In summary, violation of the similarity, homogeneity and consistency assumptions, as well as the presence of any risk of bias and publication bias, affect the overall confidence in the results of an NMA. Therefore, when reviewing a published NMA, one should examine if these issues were identified and how they were dealt with and base one’s confidence in the NMA on these factors. GRADE (Grading of Recommendations, Assessment, Development and Evaluations) is a transparent framework for developing and presenting summaries of evidence [42, 43]. It is the most widely adopted tool for grading the quality of evidence with over 100 organizations worldwide officially endorsing GRADE [42]. GRADE provides a tool to assess the aforementioned statistical assumptions and evidence characteristics for any NMA [42,43,44]. We recommend reviewing the GRADE assessment of a published NMA if it is available. Other tools to assess the quality of an NMA include checklists published by the National Institute for Health and Care Excellence (NICE), the Professional Society for Health Economics and Outcomes Research (ISPOR), PRISMA and Medical Decision Making (MDM) [3, 26, 40, 45].

Using individual patient data in a network meta-analysis

Nowadays, as data become easier to collect and assess, we enter an era of “big data” with big data analysis emerging as a new analysis technique in clinical research [46]. We can utilize big data to improve precision of an NMA. An NMA can turn into a big data analysis through incorporating individual patient data (IPD) into its evidence synthesis process [47, 48]. There are benefits of conducting an NMA using IPD over a usual NMA using aggregated trial-level data. If there is interest in patient-specific covariates, either to explain between-study inconsistency or to explore intervention effects in subgroups of patients, using IPD can have much more statistical power than using aggregated trial-level covariates [48]. Furthermore, several studies have shown that the use of IPD in NMA will considerably improve the precision of estimates of intervention effects and regression coefficients in most scenarios [49, 50]. However, IPD may not provide significant improvement to NMAs that have large and dense intervention networks, since the amount of data and evidence are already large and using IPD on top of these will not much improve the precision in the intervention effect estimates [47]. In most NMAs, since IPD may not be available from all eligible RCTs, techniques for combining IPD and aggregated trial-level data into the NMA have been developed Fconsider[47, 50].

Conclusions

Network meta-analysis has become increasingly popular for synthesizing multiple sources of clinical evidence. It provides the ability to compare multiple clinical interventions where head-to-head trials are not always available by combining direct and indirect evidence from a network of clinical trials. By doing so, it produces less biased and more precise intervention efficacy estimates. While Bayesian and frequentist methods often yield similar results, the two approaches are fundamentally different in theoretical principles and more importantly require different interpretation of the results.
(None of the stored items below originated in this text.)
PR #1688, opened 2018-06-26
Enable/readd start date for HR reporting requirements

csabadenes:
My understanding of the requirements were:
 - start date needs to be re-enabled for HR
 - only the first HR has a start date, which is mandatory
 - none of the other than the first HR's can have a start date

Also added another safety check for both QPR and HR.


csabadenes:
[ch6314]

src/etools/applications/partners/serializers/interventions_v2.py
```diff
@@ -645,19 +645,19 @@ class Meta:
...
-                    "start_date": _(
-                        "Start date needs to be on or after PD start date."
-                    )
-                }
-            })
+        self._validate_start_date(requirements)
 
         # Ensure start date is after previous end date
         for i in range(1, len(requirements)):
+            if requirements[i]["start_date"] >= requirements[i]["end_date"]:
```
reinbach: You could break this `if` statement into a method and call it from here and line 692. Just a suggestion.

csabadenes: I have changed few things here, including your suggestion, thanks.

src/etools/applications/partners/serializers/interventions_v2.py
```diff
@@ -645,6 +645,26 @@ class Meta:
         fields = ("reporting_requirements", "report_type", )
 
     def _validate_qpr(self, requirements):
+        self._validate_start_date(requirements)
+        self._validate_date_intervals(requirements)
```
robertavram: I think we need another validation to validate continuity... Like there should be no brakes between reporting period... Hence the deletion of reporting periods should not be allowed if the reporting period being deleted is in the middle of the cycle.

robertavram:
@csabadenes

PR #1696, opened 2018-06-29
Update psycopg2 requirement to use binary package

reinbach:
[ch6519]

Still being required by some sub packages, but as those get updated the old requirement will be removed.


domdinicola:
why don't you update this pr https://github.com/unicef/etools/pull/1680 ?

reinbach:
will do

PR #1709, opened 2018-07-06
[ch1877] Core Value Assessment refactoring

domdinicola:
[ch1877]


src/etools/applications/attachments/migrations/0008_auto_20180711_1859.py
```diff
@@ -0,0 +1,33 @@
...
+# Generated by Django 1.10.8 on 2018-07-11 18:59
+from __future__ import unicode_literals
+
+from django.db import migrations
+
+
+def migrate_core_value_assessment(apps, schema_editor):
+    Attachment = apps.get_model('attachments', 'Attachment')
+    PartnerOrganization = apps.get_model('partners', 'PartnerOrganization')
+    attachments = Attachment.objects.filter(content_type__app_label='partners',
```
reinbach: FYI this works fine in this instance as there is only 1 attachment relation to partner organization, but there are other objects that have more than 1 relation to attachments. So you probably want to get more specific and include the `attachment.code` when filtering like this. Just to prevent any surprises.

src/etools/applications/partners/tasks.py
```diff
@@ -288,11 +288,12 @@ def pmp_indicator_report(writer, **kwargs):
     for country in qs:
         connection.set_tenant(Country.objects.get(name=country.name))
         logger.info(u'Running on %s' % country.name)
-        for partner in PartnerOrganization.objects.filter():
+        for partner in PartnerOrganization.objects.prefetch_related('core_values_assessments'):
             for intervention in Intervention.objects.filter(
                     agreement__partner=partner).select_related('planned_budget'):
                 planned_budget = getattr(intervention, 'planned_budget', None)
                 fr_currencies = intervention.frs.all().values_list('currency', flat=True).distinct()
+                has_assessment = True if getattr(partner.current_core_value_assessment, 'attachment_file', None) else False
```
reinbach: You could probably simplify this with 
`bool(getattr(partner.current_core_value_assessment, 'attachment_file', False))`

src/etools/applications/partners/tests/test_commands.py
```diff
@@ -45,6 +46,9 @@ def setUpTestData(cls):
         cls.partner = PartnerFactory(
             core_values_assessment="sample.pdf"
         )
+        cls.core_values_assessment = CoreValuesAssessmentFactory(
+            core_values_assessment="sample.pdf"
```
reinbach: This should probably be;

`attachment="sample.pdf"`

src/etools/applications/partners/tests/test_tasks.py
```diff
@@ -774,13 +775,13 @@ def setUpTestData(cls):
         cls.file_type_partner = AttachmentFileTypeFactory(
             code="partners_partner_assessment"
         )
-        cls.partner = PartnerFactory(
+        cls.core_value_assessment = CoreValuesAssessmentFactory(
             core_values_assessment="sample.pdf"
```
reinbach: This should probably be changed to;

`attachment="sample.pdf"`

src/etools/applications/partners/tasks.py
domdinicola: :+1:

src/etools/applications/partners/tests/test_commands.py
domdinicola: absolutely

src/etools/applications/partners/tests/test_tasks.py
domdinicola: absolutely

src/etools/applications/attachments/migrations/0008_auto_20180711_1859.py
domdinicola: partners_partner_assessment right?

reinbach: Yep

domdinicola:
yes.. you should use set the attachment_file property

The major limitation of NMA is that NMA results hinge on the inherent statistical assumptions of the NMA and the quality of the evidence used in the NMA. The inherent statistical assumptions are strict and often difficult to satisfy, and the quality of evidence used in the NMA are often difficult to uphold. Multiple requirements need to be met for the results to be sound and useful. Therefore, we recommend a thorough, careful, and conservative approach to interpreting and evaluating the results of an NMA. We also recommend using big data analysis techniques to integrate IPD into the NMA to improve the overall quality and precision of the NMA.